Repeat the entries that follow from start to finish, keeping every character.

:::::

PR #275, opened 2021-01-06
Load save file from preset

vincens2005:
This is a workaround because I tried making an actual random appearance and it didn't work. I just made a preset that it loads instead.


berkersal (approved):
Works as expected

:::::

== Reply to the exercise ==
PR #275, opened 2021-01-06
Load save file from preset

vincens2005:
This is a workaround because I tried making an actual random appearance and it didn't work. I just made a preset that it loads instead.


berkersal (approved):
Works as expected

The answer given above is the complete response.